WHAT NEEDS TO BE DONE: Copy out every line in the entries below that includes "missing".

───── DATA TO EXAMINE ─────

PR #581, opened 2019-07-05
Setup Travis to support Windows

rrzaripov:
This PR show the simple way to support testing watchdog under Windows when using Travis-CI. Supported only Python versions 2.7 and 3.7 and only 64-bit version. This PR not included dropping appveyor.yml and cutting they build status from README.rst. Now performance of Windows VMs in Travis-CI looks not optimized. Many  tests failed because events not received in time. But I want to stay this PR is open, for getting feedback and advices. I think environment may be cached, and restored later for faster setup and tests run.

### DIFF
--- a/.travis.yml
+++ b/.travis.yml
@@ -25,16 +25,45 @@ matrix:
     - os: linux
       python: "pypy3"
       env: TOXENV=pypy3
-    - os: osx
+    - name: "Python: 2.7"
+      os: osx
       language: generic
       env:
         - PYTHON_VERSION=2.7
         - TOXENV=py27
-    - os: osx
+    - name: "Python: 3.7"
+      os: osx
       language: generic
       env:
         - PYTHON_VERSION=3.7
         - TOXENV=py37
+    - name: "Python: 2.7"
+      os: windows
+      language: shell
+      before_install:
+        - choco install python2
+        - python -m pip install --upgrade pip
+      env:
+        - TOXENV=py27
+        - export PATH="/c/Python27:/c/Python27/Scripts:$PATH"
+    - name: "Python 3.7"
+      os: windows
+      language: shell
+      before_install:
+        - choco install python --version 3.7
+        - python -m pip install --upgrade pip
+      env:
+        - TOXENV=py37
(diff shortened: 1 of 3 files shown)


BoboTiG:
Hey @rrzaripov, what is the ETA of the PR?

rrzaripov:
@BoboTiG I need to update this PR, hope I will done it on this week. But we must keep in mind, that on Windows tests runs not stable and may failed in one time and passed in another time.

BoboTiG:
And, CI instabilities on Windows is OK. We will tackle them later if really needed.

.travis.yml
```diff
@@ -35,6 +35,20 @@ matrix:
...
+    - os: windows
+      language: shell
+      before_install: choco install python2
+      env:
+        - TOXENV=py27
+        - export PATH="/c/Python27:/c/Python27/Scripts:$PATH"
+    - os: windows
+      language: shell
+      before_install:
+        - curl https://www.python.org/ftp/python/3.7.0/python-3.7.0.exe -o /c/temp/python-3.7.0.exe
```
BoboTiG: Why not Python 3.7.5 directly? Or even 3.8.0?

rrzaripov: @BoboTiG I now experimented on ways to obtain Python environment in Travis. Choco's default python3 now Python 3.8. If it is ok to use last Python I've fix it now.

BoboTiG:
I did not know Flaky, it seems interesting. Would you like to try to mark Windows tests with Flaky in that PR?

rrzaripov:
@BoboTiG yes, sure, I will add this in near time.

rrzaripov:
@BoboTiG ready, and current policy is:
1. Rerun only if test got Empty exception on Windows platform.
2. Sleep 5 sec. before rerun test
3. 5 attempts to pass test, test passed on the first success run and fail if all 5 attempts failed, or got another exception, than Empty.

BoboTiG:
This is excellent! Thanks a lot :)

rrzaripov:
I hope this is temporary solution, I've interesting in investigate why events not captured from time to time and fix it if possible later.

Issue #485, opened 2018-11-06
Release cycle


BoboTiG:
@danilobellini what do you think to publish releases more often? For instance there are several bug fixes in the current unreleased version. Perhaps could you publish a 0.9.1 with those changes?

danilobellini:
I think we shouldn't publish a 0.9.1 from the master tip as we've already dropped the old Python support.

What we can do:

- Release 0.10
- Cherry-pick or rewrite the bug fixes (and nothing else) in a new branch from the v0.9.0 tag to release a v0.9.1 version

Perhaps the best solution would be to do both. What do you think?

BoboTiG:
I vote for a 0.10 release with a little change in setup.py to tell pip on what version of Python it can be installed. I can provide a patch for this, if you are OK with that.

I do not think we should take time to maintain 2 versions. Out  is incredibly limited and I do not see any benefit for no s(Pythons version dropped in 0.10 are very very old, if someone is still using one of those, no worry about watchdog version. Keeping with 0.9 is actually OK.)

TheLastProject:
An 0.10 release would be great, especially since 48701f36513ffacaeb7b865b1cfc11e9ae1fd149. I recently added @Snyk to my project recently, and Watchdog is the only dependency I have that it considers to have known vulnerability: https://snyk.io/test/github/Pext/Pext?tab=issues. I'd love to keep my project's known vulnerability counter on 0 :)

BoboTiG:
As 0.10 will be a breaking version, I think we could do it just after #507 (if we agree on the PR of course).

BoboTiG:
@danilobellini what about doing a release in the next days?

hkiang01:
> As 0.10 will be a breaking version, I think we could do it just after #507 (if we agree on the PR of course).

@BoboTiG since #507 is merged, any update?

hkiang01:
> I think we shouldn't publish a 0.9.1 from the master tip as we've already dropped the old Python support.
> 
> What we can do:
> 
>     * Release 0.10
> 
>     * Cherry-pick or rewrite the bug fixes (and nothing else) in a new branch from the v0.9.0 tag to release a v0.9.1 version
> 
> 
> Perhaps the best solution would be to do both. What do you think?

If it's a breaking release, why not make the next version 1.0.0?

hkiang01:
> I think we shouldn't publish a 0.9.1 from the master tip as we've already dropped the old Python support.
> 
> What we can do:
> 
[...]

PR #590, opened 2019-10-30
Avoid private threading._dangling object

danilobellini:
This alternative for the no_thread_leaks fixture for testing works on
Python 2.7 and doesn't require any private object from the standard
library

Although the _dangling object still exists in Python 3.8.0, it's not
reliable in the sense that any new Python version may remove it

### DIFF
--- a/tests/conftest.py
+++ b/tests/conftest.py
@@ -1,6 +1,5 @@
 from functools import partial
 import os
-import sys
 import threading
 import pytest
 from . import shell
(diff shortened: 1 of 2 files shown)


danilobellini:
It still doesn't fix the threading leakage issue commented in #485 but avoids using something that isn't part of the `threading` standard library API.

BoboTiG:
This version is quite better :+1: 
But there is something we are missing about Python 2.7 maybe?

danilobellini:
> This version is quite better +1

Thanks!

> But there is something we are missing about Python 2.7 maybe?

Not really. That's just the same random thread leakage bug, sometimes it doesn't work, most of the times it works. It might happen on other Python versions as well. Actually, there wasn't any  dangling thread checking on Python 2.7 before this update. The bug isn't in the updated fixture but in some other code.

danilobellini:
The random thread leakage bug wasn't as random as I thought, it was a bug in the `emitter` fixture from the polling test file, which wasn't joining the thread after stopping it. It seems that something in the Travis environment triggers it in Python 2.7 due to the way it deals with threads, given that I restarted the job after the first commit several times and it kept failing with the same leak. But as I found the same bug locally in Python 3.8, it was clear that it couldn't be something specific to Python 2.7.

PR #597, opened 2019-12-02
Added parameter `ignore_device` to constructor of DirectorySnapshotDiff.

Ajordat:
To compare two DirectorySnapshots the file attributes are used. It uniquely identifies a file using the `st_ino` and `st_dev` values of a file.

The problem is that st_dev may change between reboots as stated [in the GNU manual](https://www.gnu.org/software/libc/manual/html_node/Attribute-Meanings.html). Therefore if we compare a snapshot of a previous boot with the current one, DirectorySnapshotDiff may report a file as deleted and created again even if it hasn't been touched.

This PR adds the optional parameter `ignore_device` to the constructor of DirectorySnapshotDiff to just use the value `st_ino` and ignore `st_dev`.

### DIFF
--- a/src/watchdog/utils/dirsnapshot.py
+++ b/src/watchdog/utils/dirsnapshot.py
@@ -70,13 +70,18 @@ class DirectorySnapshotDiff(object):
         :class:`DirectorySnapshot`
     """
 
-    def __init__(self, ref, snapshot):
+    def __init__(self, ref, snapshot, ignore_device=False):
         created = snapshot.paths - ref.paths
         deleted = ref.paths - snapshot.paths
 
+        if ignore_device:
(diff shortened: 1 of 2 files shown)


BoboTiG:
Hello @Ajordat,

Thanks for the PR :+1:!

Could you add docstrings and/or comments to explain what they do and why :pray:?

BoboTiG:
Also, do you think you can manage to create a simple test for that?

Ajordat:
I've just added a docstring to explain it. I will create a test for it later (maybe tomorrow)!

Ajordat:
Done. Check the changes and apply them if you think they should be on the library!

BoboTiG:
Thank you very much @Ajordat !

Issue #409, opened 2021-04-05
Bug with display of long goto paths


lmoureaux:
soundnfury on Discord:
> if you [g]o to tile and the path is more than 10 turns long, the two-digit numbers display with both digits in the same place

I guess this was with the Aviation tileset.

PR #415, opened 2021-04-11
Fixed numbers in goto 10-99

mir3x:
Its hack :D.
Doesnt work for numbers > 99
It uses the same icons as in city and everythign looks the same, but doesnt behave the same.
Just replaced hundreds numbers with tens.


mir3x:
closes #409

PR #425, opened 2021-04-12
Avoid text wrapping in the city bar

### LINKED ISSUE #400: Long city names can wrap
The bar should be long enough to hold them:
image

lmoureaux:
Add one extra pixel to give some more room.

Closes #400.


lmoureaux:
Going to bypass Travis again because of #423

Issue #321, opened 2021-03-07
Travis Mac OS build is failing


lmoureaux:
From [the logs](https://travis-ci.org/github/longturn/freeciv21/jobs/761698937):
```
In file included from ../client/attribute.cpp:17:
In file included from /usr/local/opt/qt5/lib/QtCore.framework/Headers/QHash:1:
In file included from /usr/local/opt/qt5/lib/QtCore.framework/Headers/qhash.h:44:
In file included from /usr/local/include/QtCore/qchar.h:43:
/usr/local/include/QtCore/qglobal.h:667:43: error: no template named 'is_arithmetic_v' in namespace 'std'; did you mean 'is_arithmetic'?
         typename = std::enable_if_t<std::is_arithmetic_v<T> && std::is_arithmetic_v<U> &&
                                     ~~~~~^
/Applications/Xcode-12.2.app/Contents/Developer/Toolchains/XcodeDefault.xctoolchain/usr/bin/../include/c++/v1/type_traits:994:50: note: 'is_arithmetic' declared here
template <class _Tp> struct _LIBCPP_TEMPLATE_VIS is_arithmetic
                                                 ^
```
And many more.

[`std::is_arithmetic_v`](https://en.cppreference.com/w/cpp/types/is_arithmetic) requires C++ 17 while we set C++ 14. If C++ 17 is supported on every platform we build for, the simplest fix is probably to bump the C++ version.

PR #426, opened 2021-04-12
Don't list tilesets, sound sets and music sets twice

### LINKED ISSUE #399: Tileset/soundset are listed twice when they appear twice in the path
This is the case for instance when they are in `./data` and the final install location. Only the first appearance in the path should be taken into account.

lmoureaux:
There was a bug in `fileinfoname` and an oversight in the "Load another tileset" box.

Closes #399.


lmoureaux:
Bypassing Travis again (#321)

─────
───── DATA TO EXAMINE ─────

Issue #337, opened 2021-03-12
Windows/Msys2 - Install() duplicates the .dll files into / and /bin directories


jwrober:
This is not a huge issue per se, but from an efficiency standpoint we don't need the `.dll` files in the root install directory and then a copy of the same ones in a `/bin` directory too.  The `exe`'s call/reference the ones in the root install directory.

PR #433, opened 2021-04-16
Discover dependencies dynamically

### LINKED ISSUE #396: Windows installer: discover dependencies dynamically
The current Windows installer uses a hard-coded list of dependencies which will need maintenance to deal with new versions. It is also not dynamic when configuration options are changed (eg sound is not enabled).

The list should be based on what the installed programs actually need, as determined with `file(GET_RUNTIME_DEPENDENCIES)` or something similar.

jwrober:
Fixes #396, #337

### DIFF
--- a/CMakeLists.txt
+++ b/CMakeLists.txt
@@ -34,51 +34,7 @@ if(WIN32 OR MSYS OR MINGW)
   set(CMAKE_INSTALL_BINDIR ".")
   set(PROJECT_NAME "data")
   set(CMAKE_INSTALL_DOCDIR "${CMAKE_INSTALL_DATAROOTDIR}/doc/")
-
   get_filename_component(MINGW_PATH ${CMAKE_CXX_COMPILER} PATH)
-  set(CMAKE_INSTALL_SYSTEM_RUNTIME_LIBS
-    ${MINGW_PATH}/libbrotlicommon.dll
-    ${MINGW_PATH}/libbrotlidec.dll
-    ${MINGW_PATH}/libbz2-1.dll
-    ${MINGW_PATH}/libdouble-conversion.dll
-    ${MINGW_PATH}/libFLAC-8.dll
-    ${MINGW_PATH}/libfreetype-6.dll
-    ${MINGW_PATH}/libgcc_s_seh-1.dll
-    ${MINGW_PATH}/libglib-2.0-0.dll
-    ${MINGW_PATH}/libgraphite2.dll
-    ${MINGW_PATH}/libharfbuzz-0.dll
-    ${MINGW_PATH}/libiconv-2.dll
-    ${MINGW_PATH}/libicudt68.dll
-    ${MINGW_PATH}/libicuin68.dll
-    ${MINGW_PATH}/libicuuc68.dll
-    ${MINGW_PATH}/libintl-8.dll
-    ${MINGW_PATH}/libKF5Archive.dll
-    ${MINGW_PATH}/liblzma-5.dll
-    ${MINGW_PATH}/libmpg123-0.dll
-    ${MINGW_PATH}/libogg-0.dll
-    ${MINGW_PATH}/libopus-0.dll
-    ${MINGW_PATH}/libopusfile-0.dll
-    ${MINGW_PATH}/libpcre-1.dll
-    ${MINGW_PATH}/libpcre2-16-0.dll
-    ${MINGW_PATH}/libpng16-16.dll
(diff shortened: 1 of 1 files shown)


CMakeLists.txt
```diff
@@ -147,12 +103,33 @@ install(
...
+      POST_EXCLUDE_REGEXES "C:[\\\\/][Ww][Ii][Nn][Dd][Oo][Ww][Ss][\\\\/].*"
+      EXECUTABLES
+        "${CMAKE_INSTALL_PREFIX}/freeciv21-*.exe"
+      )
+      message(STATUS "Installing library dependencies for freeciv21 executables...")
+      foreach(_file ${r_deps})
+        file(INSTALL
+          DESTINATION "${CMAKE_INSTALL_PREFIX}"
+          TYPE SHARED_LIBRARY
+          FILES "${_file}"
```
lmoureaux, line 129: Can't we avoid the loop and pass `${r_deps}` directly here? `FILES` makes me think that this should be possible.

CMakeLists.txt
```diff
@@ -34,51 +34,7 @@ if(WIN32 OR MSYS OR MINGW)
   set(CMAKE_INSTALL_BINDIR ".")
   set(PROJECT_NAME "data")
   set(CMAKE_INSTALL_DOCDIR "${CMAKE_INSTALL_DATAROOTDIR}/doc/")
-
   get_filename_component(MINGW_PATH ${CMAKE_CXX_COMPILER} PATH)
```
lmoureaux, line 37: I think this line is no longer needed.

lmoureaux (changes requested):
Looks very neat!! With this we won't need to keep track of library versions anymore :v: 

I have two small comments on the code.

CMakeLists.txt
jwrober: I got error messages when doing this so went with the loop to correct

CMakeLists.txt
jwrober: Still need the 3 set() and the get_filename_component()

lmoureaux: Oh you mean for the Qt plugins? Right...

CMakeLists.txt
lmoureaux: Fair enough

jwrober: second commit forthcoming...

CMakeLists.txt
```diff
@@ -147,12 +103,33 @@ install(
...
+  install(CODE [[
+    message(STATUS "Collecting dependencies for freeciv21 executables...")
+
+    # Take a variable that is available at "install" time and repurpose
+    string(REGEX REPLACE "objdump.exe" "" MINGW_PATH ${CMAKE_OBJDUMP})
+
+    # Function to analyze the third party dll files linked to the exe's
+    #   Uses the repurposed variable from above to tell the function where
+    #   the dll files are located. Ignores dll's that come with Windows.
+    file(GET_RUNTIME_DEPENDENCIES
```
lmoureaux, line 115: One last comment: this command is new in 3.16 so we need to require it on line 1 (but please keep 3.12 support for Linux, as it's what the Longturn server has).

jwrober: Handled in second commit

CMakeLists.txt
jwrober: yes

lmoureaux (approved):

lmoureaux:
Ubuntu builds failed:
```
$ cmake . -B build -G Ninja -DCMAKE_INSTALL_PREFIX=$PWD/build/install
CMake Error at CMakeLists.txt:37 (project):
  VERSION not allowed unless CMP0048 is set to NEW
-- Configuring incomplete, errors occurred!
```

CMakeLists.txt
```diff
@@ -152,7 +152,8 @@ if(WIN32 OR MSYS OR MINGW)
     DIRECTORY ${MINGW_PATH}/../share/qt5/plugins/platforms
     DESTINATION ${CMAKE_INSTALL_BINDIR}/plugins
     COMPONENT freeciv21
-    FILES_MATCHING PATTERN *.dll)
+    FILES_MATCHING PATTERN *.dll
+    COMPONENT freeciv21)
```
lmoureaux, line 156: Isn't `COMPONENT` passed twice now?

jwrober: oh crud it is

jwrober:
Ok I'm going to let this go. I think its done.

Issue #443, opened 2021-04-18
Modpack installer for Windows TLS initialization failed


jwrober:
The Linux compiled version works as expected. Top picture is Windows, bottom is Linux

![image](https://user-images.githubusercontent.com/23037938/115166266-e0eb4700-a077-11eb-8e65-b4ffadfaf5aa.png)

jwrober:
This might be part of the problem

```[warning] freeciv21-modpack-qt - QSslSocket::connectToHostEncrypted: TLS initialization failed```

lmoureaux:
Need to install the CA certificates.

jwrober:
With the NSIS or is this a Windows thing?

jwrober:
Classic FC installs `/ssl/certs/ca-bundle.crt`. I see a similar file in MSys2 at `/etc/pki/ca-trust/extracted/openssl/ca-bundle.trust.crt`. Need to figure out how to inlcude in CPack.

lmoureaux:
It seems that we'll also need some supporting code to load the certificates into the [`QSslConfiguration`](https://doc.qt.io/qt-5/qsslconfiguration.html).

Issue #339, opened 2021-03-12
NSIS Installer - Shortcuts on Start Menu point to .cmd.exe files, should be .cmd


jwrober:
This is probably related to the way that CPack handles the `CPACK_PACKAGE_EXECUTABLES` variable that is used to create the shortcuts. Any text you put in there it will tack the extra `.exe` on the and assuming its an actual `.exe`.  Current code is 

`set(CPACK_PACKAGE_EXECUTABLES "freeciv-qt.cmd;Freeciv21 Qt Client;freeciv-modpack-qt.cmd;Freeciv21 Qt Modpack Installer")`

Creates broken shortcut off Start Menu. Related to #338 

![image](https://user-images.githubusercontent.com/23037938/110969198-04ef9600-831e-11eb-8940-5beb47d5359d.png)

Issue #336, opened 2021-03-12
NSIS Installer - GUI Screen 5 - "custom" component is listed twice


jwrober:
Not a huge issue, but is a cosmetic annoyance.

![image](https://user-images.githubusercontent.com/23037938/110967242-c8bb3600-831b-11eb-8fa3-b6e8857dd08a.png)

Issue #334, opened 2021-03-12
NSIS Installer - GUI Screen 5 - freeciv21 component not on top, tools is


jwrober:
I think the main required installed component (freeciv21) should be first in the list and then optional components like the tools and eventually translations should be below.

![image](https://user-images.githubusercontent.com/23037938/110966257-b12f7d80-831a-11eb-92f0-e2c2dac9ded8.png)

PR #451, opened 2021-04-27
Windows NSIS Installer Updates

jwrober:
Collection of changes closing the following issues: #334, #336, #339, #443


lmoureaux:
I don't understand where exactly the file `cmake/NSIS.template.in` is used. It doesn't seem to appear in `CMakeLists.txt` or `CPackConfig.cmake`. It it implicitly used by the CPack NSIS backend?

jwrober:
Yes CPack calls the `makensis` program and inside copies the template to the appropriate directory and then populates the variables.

─────

WRITTEN REPLY:
But there is something we are missing about Python 2.7 maybe?
> But there is something we are missing about Python 2.7 maybe?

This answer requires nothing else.